## Problem to solve
Using the data below, copy each line that includes the word "self".

## Data under study
PR #548, opened 2023-07-07
PowerBI crawler parsing error on not existing workspace

elic-eon:
### 🤔 Why?

We will get a workspace scan result without `name` and `type` for not existing workspace.

### 🤓 What?

- Make these two field optional in the model

### 🧪 Tested?

Verified against production env.

### DIFF
--- a/metaphor/power_bi/power_bi_client.py
+++ b/metaphor/power_bi/power_bi_client.py
@@ -352,6 +352,8 @@ class PowerBIClient:
             transform_response=transform_scan_result,
         )
 
+        # Filter workspace without name or type
+        # The scan result will return workspace without name or type if the workspace is not exist
         return [
             workspace for workspace in workspaces if workspace.name and workspace.type
         ]
--- a/metaphor/power_bi/power_bi_client.py
+++ b/metaphor/power_bi/power_bi_client.py
@@ -126,8 +126,8 @@ class WorkspaceInfoReport(BaseModel):
 
 class WorkspaceInfo(BaseModel):
     id: str
-    name: str
-    type: str
+    name: Optional[str]
+    type: Optional[str]
     state: str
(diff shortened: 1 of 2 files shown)


metaphor/power_bi/power_bi_client.py
```diff
@@ -346,12 +346,16 @@ def transform_scan_result(response: requests.Response) -> dict:
...
         # https://docs.microsoft.com/en-us/rest/api/power-bi/admin/workspace-info-get-scan-result
         url = f"{self.API_ENDPOINT}/admin/workspaces/scanResult/{scan_id}"
-        return self._call_get(
+        workspaces = self._call_get(
             url,
             List[WorkspaceInfo],
             transform_response=transform_scan_result,
         )
 
+        return [
```
mars-lan, line 355: Add a comment on why filtering.

metaphor/power_bi/power_bi_client.py
```diff
@@ -352,6 +352,8 @@ def transform_scan_result(response: requests.Response) -> dict:
             transform_response=transform_scan_result,
         )
 
+        # Filter workspace without name or type
+        # The scan result will return workspace without name or type if the workspace is not exist
```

## Response area
         url = f"{self.API_ENDPOINT}/admin/workspaces/scanResult/{scan_id}"
-        return self._call_get(
+        workspaces = self._call_get(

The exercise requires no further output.